I am a first time test taker... but I thought the Civil morning was cake... I ran through about 25 problems in the first hour... I was stunned... I actually went BACK THROUGH and figured out the wrong answers, and how they got them... just to make sure... maybe I had too much coffee and too many Skittles... There were 3 I truly had no idea on... narrowed them down, and guessed...

I took Enviro afternoon... I think I lucked out, I ran through about 25 problems in the first 1-1/2 hours. I really thought the afternoon was Ok.. not difficult... but not "simple" I think I guessed at 2-3 in the afternoon... but very educated guesses...

I had enough time at the end to scan through the rest of the exams... stuctural look like a beast as did geotech... WR so-so (this was may other option for the afternoon test)...

I think I did well... I am debating the last step and returning all my borrowed texts... I hate to do it... I guess it is just Karma... I might just hold on to them for the next 8 or so weeks and see if I will need them again...

Brian


----------



## DVINNY (Apr 22, 2007)

I took Civil-Transpo and feel almost exactly like the rest of you do.

I just hope that I got the ones right in the morning that I think I did.
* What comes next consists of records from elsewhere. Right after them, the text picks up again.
PR #878, opened 2026-04-13
Fix bugs, remove dead code, and deduplicate shared patterns

thodson-usgs:
## Summary
- Fix `format_api_dates` bug where loop variable `i` was unused — full datetime vector passed to `get_dateTime()` instead of each element
- Fix `readNWISrating` referencing undefined `intColumns` variable (would crash at runtime)
- Remove dead functions (`only_legacy`, `post_url`, `.capitalALL`) and unreachable `measurements` switch branch
- Extract `add_api_token()` helper replacing 4 duplicate token injection patterns
- Extract `coerce_num_cols()` and `log_rate_limit()` helpers in `walk_pages.R`
- Simplify deprecated `read_USGS_samples` wrapper from 60 lines to 5 using `...` forwarding
- Cache user-agent string in `pkg.env` to avoid recomputing on every HTTP request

And I hope that I did OK in the afternoon.

The WR and Geo wasn't bad in the PM, but the Transpo stuff was very different from what I saw last time. Not even close to the same questions. Curve ball.

My count sounds almost identical to kioti's. I hope I'm not delusional. :th_rockon:

This will be a long wait.


----------



## gipper (Apr 22, 2007)

Hey Brian - sounds like you might have nailed it! :th_rockon: After taking the actual exam I didn't feel as badly as I did after taking the "the other board" sample exam (which I failed miserably!). So I feel like I have a little bit of hope. I'm still having exam flashbacks - remembering problems and realizing that I might have solved them incorrectly. Hopefully that will subside in the next few days and I'll quit thinking about it until June


----------



## Brian (Apr 22, 2007)

gipper said:


> Hey Brian - sounds like you might have nailed it! :th_rockon: After taking the actual exam I didn't feel as badly as I did after taking the "the other board" sample exam (which I failed miserably!). So I feel like I have a little bit of hope. I'm still having exam flashbacks - remembering problems and realizing that I might have solved them incorrectly. Hopefully that will subside in the next few days and I'll quit thinking about it until June


I hear ya. I got two weeks behind in my "the other board" passing zone. got cought up in a bunch of other things... and started to panic the last few weeks before the exam. I met with my old structures professor from college over beer and pizza for review. He husband is a PG in my office and helped with the wel/groundwater stuff. I took the "the other board" practice exam on the monday before the PE... did horrible... started to freak out... got my resources, tabbed everything I thought would be on the exam on Thurday, watched one more review tape on landfills/haz waste. I was truly surprised by what they were asking, compared to the "the other board" stuff I had. But it's karma... I saw some consultants I had worked with on other projects... one was on his third try...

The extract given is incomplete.